**Data provided:**
PR #250, opened 2023-11-08
ethercat path fixed to correct binary path

magni-mar:
ethercat binary path is slightly wrong in .service file for ethercat

### DIFF
--- a/exes/ethercat/CMakeLists.txt
+++ b/exes/ethercat/CMakeLists.txt
@@ -42,7 +42,7 @@ if (BUILD_TESTING)
   add_subdirectory(tests)
 endif ()
 
-configure_file("${CMAKE_SOURCE_DIR}/exes/ethercat/systemd/ethercat@.service" "systemd/ethercat@.service")
+configure_file("${CMAKE_CURRENT_LIST_DIR}/systemd/ethercat@.service" "${CMAKE_BINARY_DIR}/systemd/ethercat@.service")
 
 include(GNUInstallDirs)
 install(
--- a/exes/ethercat/CMakeLists.txt
+++ b/exes/ethercat/CMakeLists.txt
@@ -42,15 +42,17 @@ if (BUILD_TESTING)
   add_subdirectory(tests)
 endif ()
 
+include(GNUInstallDirs)
+
 configure_file("${CMAKE_CURRENT_LIST_DIR}/systemd/ethercat@.service" "${CMAKE_BINARY_DIR}/systemd/ethercat@.service")
 
-include(GNUInstallDirs)
 install(
   FILES
-    systemd/ethercat@.service
+    "${CMAKE_BINARY_DIR}/systemd/ethercat@.service"
   DESTINATION
     /usr/lib/systemd/system/
-  CONFIGURATIONS Release
+  CONFIGURATIONS
+    Release
 )
 
 install(
--- a/exes/ethercat/CMakeLists.txt
+++ b/exes/ethercat/CMakeLists.txt
@@ -42,6 +42,8 @@ if (BUILD_TESTING)
   add_subdirectory(tests)
 endif ()
 
+configure_file("${CMAKE_SOURCE_DIR}/exes/ethercat/systemd/ethercat@.service" "systemd/ethercat@.service")
+
 include(GNUInstallDirs)
 install(
   FILES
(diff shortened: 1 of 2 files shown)


exes/ethercat/systemd/ethercat@.service
```diff
@@ -4,7 +4,7 @@ Requires=dbus.socket
 After=dbus.socket
 
 [Service]
-ExecStart=/usr/bin/ethercat --iface %i
+ExecStart=/usr/local/bin/ethercat --iface %i
```
omarhogni, line 7: Can you template this on CMAKE_INSTALL_BINDIR so it does not break again?

omarhogni (changes requested):

exes/ethercat/systemd/ethercat@.service
magni-mar: Will do, the variable `CMAKE_INSTALL_PREFIX` is already used in another place in the repo so using that variable.

jbbjarnason (changes requested):
I think you are missing a crucial step if you are going to use variable from cmake. Have you manually tested this and did it work?

magni-mar:
> I think you are missing a crucial step if you are going to use variable from cmake. Have you manually tested this and did it work?

I have manually tested this and it did work, what crucial step do you think I am missing?

jbbjarnason:
> > I think you are missing a crucial step if you are going to use variable from cmake. Have you manually tested this and did it work?
> 
> I have manually tested this and it did work, what crucial step do you think I am missing?

Here is a hint,

image


It would be nice to know how you tested it, because I am pretty confident that CMAKE_INSTALL_PREFIX in systemd file will not work.

magni-mar:
> > > I think you are missing a crucial step if you are going to use variable from cmake. Have you manually tested this and did it work?
> > 
> > 
> > I have manually tested this and it did work, what crucial step do you think I am missing?
> 
> Here is a hint,
> 
> image
> 
> It would be nice to know how you tested it, because I am pretty confident that CMAKE_INSTALL_PREFIX in systemd file will not work.

I understand what you mean, after looking into it I added `configure_file` which is similar to what is done in `tfc_systemd`, a step which I forgot to include.

exes/ethercat/CMakeLists.txt
```diff
@@ -42,6 +42,8 @@ if (BUILD_TESTING)
   add_subdirectory(tests)
 endif ()
 
+configure_file("${CMAKE_SOURCE_DIR}/exes/ethercat/systemd/ethercat@.service" "systemd/ethercat@.service")
```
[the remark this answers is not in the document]
magni-mar: It doesn't override the local file but places it in another directory in the build file, to make this more clear I will add `${CMAKE_BINARY_DIR}/systemd/ethercat@.service` so it will be placed with other systemd files in the build directory.

Will add  `${CMAKE_CURRENT_LIST_DIR}/systemd/ethercat@.service` to remove the absolute path dependancy.

exes/ethercat/CMakeLists.txt
```diff
@@ -42,6 +42,8 @@ if (BUILD_TESTING)
   add_subdirectory(tests)
 endif ()
 
+configure_file("${CMAKE_CURRENT_LIST_DIR}/systemd/ethercat@.service" "${CMAKE_BINARY_DIR}/systemd/ethercat@.service")
+
```
jbbjarnason, line 46: Does the install in line 50 need to point to binary for?

magni-mar: https://cmake.org/cmake/help/latest/variable/CMAKE_BINARY_DIR.html#variable:CMAKE_BINARY_DIR

this variable points to the top level in the build directory, do you have any other suggestion?

omarhogni (approved):

exes/ethercat/CMakeLists.txt
jbbjarnason: I cannot place a comment on line 50 on github, the reason I mentioned it directly. The install is broken because of this configure_file, and needs to be fixed there. Since you now place it in binary dir you need to install from binary dir.
 If you test the installer, you will see the service file is still the same:
image

magni-mar: Changed the path in the installer, this should work now.

jbbjarnason (approved):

**Work item:**
Return, without any change, the lines from the one holding "magni-mar: Changed the" through the end of the listing, and only those.

**Response area:**
magni-mar: Changed the path in the installer, this should work now.

jbbjarnason (approved):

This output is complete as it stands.